Sin ...
In many circles, it is an outdated word.
It is a harsh word, a severe word. It is politically incorrect. Some would argue it is a mean-spirited word, wrangled only by the hateful.
We would much rather use words like "issues" or even "struggles" because they reduce the culpability. And maybe through these linguistic gymnastics, we can ignore the devastation our own sin wreaks on others and ourselves.
In a recent bible study with orphanage teens, the subject of sin arose. And these hard-edged youth struggled to understand the concept of sin. It was not a part of their social code and therefore they possessed little ability to grasp the cause and effect of sin. (That the "wages of sin is death.") They struggled to even define examples of what true sin is.
In this day and age, are we so different from the Hungarian orphans? Do even those of us who bear the name "Christian" truly grasp the life-massacreing, soul-searing nature of sin?
Hebrews 3:13 states, "But instead warn (admonish, urge and encourage) one another every day, as long as it is called Today, that none of you may be hardened (into settled rebellion) by the deceitfulness of sin -- (that is,) by the fraudulence, the stategem, the trickery, which the delusive glamor his sin may play on him." (Amplified)
Sin does not lie placidly by the wayside waiting for us to wander accidentally into it. It is as active as the con-man out to secure the long con, toying with our affections, playing on our insecurities, strategizing on our weaknesses. No matter how small a sin, each works insidiously to drive one more nail in the coffin for our faith.
We do not have to look far to find examples. From pastors who have fallen into sexual sin, to church ladies consumed by their own venomous gossip, to the bitter heart who can only lash out in hate --- to the reality of me in my deepest places.
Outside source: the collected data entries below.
PR #40, opened 2021-12-07
Enhanced NFT metadata standard

Sharaddition:
Various additional properties are introduced in Metadata to improve the NFT standards on Hathor, such as Royalty & animation URL, without affecting the already minted NFTs.

### DIFF
--- a/text/0032-nft-standard.md
+++ b/text/0032-nft-standard.md
@@ -49,7 +49,7 @@ The most common use case is to represent a digital asset, then the NFT data usua
 
 ## Metadata
 
-Most NFTs also need extra data besides just the digital asset URL. The metadata standard is important to be followed in order to help future platform integrations with Hathor NFTs. This standard was inspired by [OpenSea metadata standard](https://docs.opensea.io/docs/metadata-standards).
+Most NFTs also need extra data besides just the digital asset URL. The metadata standard is important to be followed in order to help future platform integrations with Hathor NFTs. This standard was inspired by [OpenSea metadata standard](https://docs.opensea.io/docs/metadata-standards) and [Metaplex Token Metadata Standard](https://docs.metaplex.com/nft-standard).
 
 If the NFT requires a metadata, the output script data saved on blockchain **MUST** be the metadata URL in an immutable protocol (e.g. ipfs as explained in the last section), e.g. ipfs://ipfs/<hash>/metadata.json.
 
@@ -69,14 +69,43 @@ The metadata should have the following JSON structure:
         "type": "string",
         "description": "A URL pointing to an immutable resource with a digital asset to which this token represents"
     },
+    "collection": {
+        "type": Object{CollectionObject},
+        "description": "Additional details are recommended for NFT collections with multiple unique assets under one single family and symbol."
+    }
     "attributes": {
         "type": "Array<AttributeObject>",
         "description": "These are the extra attributes for the digital asset. It's an array of AttributeObject to make it as flexible as possible."
     },
+    "royalty": {
+        "type": "Object<RoyaltyObject>",
+        "description": "Required fields that would be utilised to pay royalty to original creators in secondary sales conducted by the exchange that adheres Hathor Metadata standards, after minting (primary sale)."
+    },
+    "external_info": {
+        "type": "Object{InfoObject}",
+        "description": "Additional information for collection, to be used by exchange or custom NFT assets, e.g. Gaming Assets"
+    }
 }
 ```
 
-The AttributeObject has the following JSON structure:
+- The CollectionObject has the following JSON structure:
+
+```
+"name": {
+    "type": "string",
+    "description": "Name of the NFT asset, e.g. Hippos #1"
+},
+"family": {
+    "type": "string",
+    "description": "Represents the family of the NFT collection, e.g. HathorLand DAO"
+},
+"symbol": {
+    "type": "string",
+    "description": "Symbol of the NFT asset within 2-5 characters, e.g. HIPPO"
+}
+```
+
+- The AttributeObject has the following JSON structure:
 
 ```
 {
@@ -93,6 +122,54 @@ The AttributeObject has the following JSON structure:
 
 The AttributeObject may have more attributes than the ones described above but those are the required ones.
 
+- The RoyaltyObject has the following JSON structure:
+
+```
+"creator_royalty_basis_points": {
+    "type": "integer",
+    "description": "Royalties percentage awarded to creators (basis points), e.g. 500"
+},
+"creators": {
+    "type": "Array<CreatorObject>",
+    "description": "Array of all creators involved in the project & their royalty bps."
+}
+```
+500 Basis Points mean 5% royalty, One basis point is equal to 1/100th of 1%. More info on BPS at [Investopedia](https://www.investopedia.com/terms/b/basispoint.asp)
+
+- The RoyaltyObject<**CreatorObject**> has the following JSON structure:
+
+```
+{
+    "address": {
+        "type": "string",
+        "description": "Address of the wallet in which royalty fees will be sent for secondary sales."
+    },
+    "share": {
+        "type": "integer",
+        "description": "Amount of royalty for each creator in bps, totaling a sum of 100."
+    }
+}
+```
+
+The CreatorObject may have more addresses than the ones described above, and the royalties will be split as per the share stated.
+
+- The InfoObject has the following JSON structure:
+
+```
+"animation_url": {
+    "type": "url",
+    "description": "URL to a non-immutable file hosted on CDN, given priority if the immutable file type is 3D object or isn't curently supported by the exchange or wallet preview."
+},
+"external_url": {
+    "type": "url",
+    "description": "URL to external website of the related project, e.g. Game website of the NFT asset."
+},
+"custom_fields": {
+    "type": "string | decimal",
+    "description": "URLs to social handles or preferably used for linking additional assets to a custom NFT token, e.g. Game Character Identifier, Discord Url"
+}
+```
+
 ### Metadata example
 
 ```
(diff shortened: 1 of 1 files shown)


text/0032-nft-standard.md
```diff
@@ -69,14 +69,43 @@ The metadata should have the following JSON structure:
...
+        "type": "Object{InfoObject}",
+        "description": "Additional information for collection, to be used by exchange or custom NFT assets, e.g. Gaming Assets"
+    }
+}
+```
+
+- The CollectionObject has the following JSON structure:
+
+```
+"name": {
```
obiyankenobi, line 94: Why are we repeating the name here? Is it standard in some other NFT blockchains?

Sharaddition: Yeah, Solana metadata standards are also repeating name prop. So thought to follow the same.

jansegre:
Currently NFTs metadata don't require any intepretation by the full-node (hathor-core). A royalty mechanism definitely would require interpretation in order to be enforced (otherwise if only the wallet supports it, it's just a suggestion). This type of change on the full-node would need at least soft-fork and a migration path, so it isn't by any means simple to achieve.

I definitely think such mechanism has its usefulness, but I don't believe this changes cover what we actually need to support royalties. I'd at least expect it to be its own RFC. But anyway I don't believe this is the best medium to propose this change, I'd expect a lot of back and forth _before_ we start an RFC, and it probably should be it's own RFC.

About the Metaplex token standard, that looks much easier to support, unless it requires specific mechanisms like royalties.

Sharaddition:
> A royalty mechanism definitely would require interpretation in order to be enforced (otherwise if only the wallet supports it, it's just a suggestion).

Exchanges that need to pay royalty can conduct an off-chain split of the amount, till Nano Contracts arrive.

obiyankenobi:
> Currently NFTs metadata don't require any intepretation by the full-node (hathor-core). A royalty mechanism definitely would require interpretation in order to be enforced (otherwise if only the wallet supports it, it's just a suggestion). This type of change on the full-node would need at least soft-fork and a migration path, so it isn't by any means simple to achieve.

@jansegre I don't think it was a suggestion that this was enforced on the full node. But having on the metadata makes it easier for different marketplaces to enforce the same royalty. I believe this is similar to what happens in other chains.

jansegre:
I understand marketplaces are much more likely to honor the metadata. But if it's acceptable for OTC sales to skip royalties, then it's OK.

text/0032-nft-standard.md
```diff
@@ -69,14 +69,43 @@ The metadata should have the following JSON structure:
...
         "type": "Array<AttributeObject>",
         "description": "These are the extra attributes for the digital asset. It's an array of AttributeObject to make it as flexible as possible."
     },
+    "royalty": {
+        "type": "Object<RoyaltyObject>",
+        "description": "Required fields that would be utilised to pay royalty to original creators in secondary sales conducted by the exchange that adheres Hathor Metadata standards, after minting (primary sale)."
+    },
+    "external_info": {
+        "type": "Object{InfoObject}",
+        "description": "Additional information for collection, to be used by exchange or custom NFT assets, e.g. Gaming Assets"
```
pedroferreira1, line 86: The additional information is not only for the collection, it may be from the NFT, or the owner website. Maybe we can have "Additional information with external links for the NFT or collection."

text/0032-nft-standard.md
```diff
@@ -69,14 +69,43 @@ The metadata should have the following JSON structure:
...
+    }
+}
+```
+
+- The CollectionObject has the following JSON structure:
+
+```
```
pedroferreira1, line 93: To keep the same standard as in the `AttributeObject`, we must have `{` to start the object and `}` to close it. Similar to what you did in the `CreatorObject`.

text/0032-nft-standard.md
```diff
@@ -93,13 +122,66 @@ The AttributeObject has the following JSON structure:
 
 The AttributeObject may have more attributes than the ones described above but those are the required ones.
 
+- The RoyaltyObject has the following JSON structure:
+
+```
```
pedroferreira1, line 127: To keep the same standard as in the `AttributeObject`, we must have `{` to start the object and `}` to close it. Similar to what you did in the `CreatorObject`.

text/0032-nft-standard.md
```diff
@@ -69,14 +69,43 @@ The metadata should have the following JSON structure:
...
+    "type": "string",
+    "description": "Name of the NFT asset, e.g. Hippos #1"
+},
+"family": {
+    "type": "string",
+    "description": "Represents the family of the NFT collection, e.g. HathorLand DAO"
+},
+"symbol": {
+    "type": "string",
+    "description": "Symbol of the NFT asset within 2-5 characters, e.g. HIPPO"
```
pedroferreira1, line 104: I think this is the collection symbol, not the NFT symbol

text/0032-nft-standard.md
```diff
@@ -93,13 +122,66 @@ The AttributeObject has the following JSON structure:
 
 The AttributeObject may have more attributes than the ones described above but those are the required ones.
 
+- The RoyaltyObject has the following JSON structure:
+
+```
+"creator_royalty_basis_points": {
+    "type": "integer",
+    "description": "Royalties percentage awarded to creators (basis points), e.g. 500"
```
pedroferreira1, line 130: I think would be good to add the % here as well. "..., e.g. 500, which means 5%"

text/0032-nft-standard.md
```diff
@@ -93,13 +122,66 @@ The AttributeObject has the following JSON structure:
...
+```
+
+The CreatorObject may have more addresses than the ones described above, and the royalties will be split as per the share stated.
+
+- The InfoObject has the following JSON structure:
+
+```
+"animation_url": {
+    "type": "url",
+    "description": "URL to a non-immutable file hosted on CDN, given priority if the immutable file type is 3D object or isn't curently supported by the exchange or wallet preview."
```
pedroferreira1, line 161: typo currently*

text/0032-nft-standard.md
```diff
@@ -93,13 +122,66 @@ The AttributeObject has the following JSON structure:
...
+},
+"external_url": {
+    "type": "url",
+    "description": "URL to external website of the related project, e.g. Game website of the NFT asset."
+},
+"custom_fields": {
```
pedroferreira1, line 167: Why is this relevant? Anyone can add anything to the JSON metadata, the standard is just to create a model so anyone integrating with the NFTs can know how to find some information. If we feel those custom fields are important for the marketplaces, then I feel we must have an object with them, not a free field without a clear description. 

In the example below you don't have the key `custom_fields` but you have

```
       "dna": "6c191e41-5bfe-432f-9e4b-ddcc718dce92",
       "discord": "https://discord.gg/87bYu52gDW"
```

Maybe they could be

```
"custom_information": {
       "dna": "6c191e41-5bfe-432f-9e4b-ddcc718dce92",
       "discord": "https://discord.gg/87bYu52gDW"
}
```

So it's easier for integrations.

text/0032-nft-standard.md
```diff
@@ -93,13 +122,66 @@ The AttributeObject has the following JSON structure:
...
+
 ### Metadata example
 
 ```
 {
     "name": "Gandalf",
     "description": "A wizard, one of the Istari order, and the leader and mentor of the Fellowship of the Ring",
     "file": "ipfs://ipfs/QmbuthvFV2EjvfmWXxt2L83PwPPwbjjggBhVsrEB7AXW123/gandalf.png",
+    "collection": {
+       "name": "Gandalf",
```
pedroferreira1, line 181: If we change the description, then we should change it here as well.

text/0032-nft-standard.md
```diff
@@ -117,7 +199,30 @@ The AttributeObject may have more attributes than the ones described above but t
             "type": "ring",
             "value": 0
         }
-    ]
+    ],
+   "royalty": {
```
pedroferreira1, line 203: The indentation of this object should be fixed.

text/0032-nft-standard.md
obiyankenobi: It's not clear to me why `external_info` is needed. I don't get the point of `animation_url` and `external_url`, and `custom_fields` seems similar to what we already have in `attributes`.

text/0032-nft-standard.md
```diff
@@ -117,7 +199,30 @@ The AttributeObject may have more attributes than the ones described above but t
...
+                "address": "H7t2eNhFNeH3hrUAJj4AAu9amtWmPT4fLB",
+                "share": 95
+              },
+              {
+                "address": "HNBuYEsJYznh5zZGx4eDn2NXYuiPpgKBgH",
+                "share": 5
+              },
+              {
+                "address": "RaNd0MsJYznh5zYOyoDn2NXYuiPAdDre5s",
+                "share": 0
```
obiyankenobi, line 216: In this case, the idea is just to identify this address as a creator, even if it's not receiving any royalties?

text/0032-nft-standard.md
```diff
@@ -146,8 +251,16 @@ There are some special cases where the NFT token won't follow the proposed stand
 
 Given that this situation is expected to be rare, we will handle them manually. The NFT creator will need to get in touch with Hathor team, in order to have the token identified as an NFT on the official Hathor explorer. Besides that, as long as the digital asset's URL is immutable, it should be approved in the review and should be shown in Hathor's Public Explorer like any other standard NFT.
 
+## Drawbacks
+
+- The main drawback is increased storage usage. File to be stored on immutable storage will cost more than prior standard.
```
obiyankenobi, line 256: These should be drawbacks of the metadata standard, not this new version.

text/0032-nft-standard.md
```diff
@@ -146,8 +251,16 @@ There are some special cases where the NFT token won't follow the proposed stand
 
 Given that this situation is expected to be rare, we will handle them manually. The NFT creator will need to get in touch with Hathor team, in order to have the token identified as an NFT on the official Hathor explorer. Besides that, as long as the digital asset's URL is immutable, it should be approved in the review and should be shown in Hathor's Public Explorer like any other standard NFT.
 
+## Drawbacks
```
obiyankenobi, line 254: I would remove this section entirely. Drawbacks for this version should be in the comments of this PR, not the final RFC.

text/0032-nft-standard.md
```diff
@@ -69,14 +69,43 @@ The metadata should have the following JSON structure:
         "type": "string",
         "description": "A URL pointing to an immutable resource with a digital asset to which this token represents"
     },
+    "collection": {
```
obiyankenobi, line 72: Should we mark the fields that are required or optional? This would be good now that the standard has gotten more complex.

pedroferreira1:
Done in https://github.com/HathorNetwork/rfcs/pull/43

Sin takes its toll. And its repurcussions ripple out like spiked lashes on the backs of family and friends. John Donne was correct when he wrote,"No man is an island."
We live in a battlezone, but scarcely realize it. We catch glimpses of it in some moments and pray eanestly for a day, and as quickly as we begin, we forget and slip into the mundane cares of the world that seem so pressing.
In Holy Sonnet 19, John Donne captures my own struggle with faithfulness and facing sin:
Oh, to vex me, contraries meet in one:
Inconstancy unnaturally hath begot
A constant habit; that when I would not
I change in vows, and in devotion.
As humorous is my contrition
As my profane love, and as soon forgot:
As riddlingly distempered, cold and hot,
As praying, as mute; as infinite, as none.
I durst not view heaven yesterday; and today
In prayers and flattering speeches I court God:
Tomorrow I quake with true fear of his rod.
So my devout fits come and go away
Like a fantastic ague; save that here
Those are my best days, when I shake with feare.
As Hebrews 3:13 admonishes, may we grasp an understanding of nature of sin, and, "as long as it is called today" actively encourage and urge one another to be on the alert, lifting all those dear to us up to our Lord in prayer, that he might protect us from the Enemy's schemes.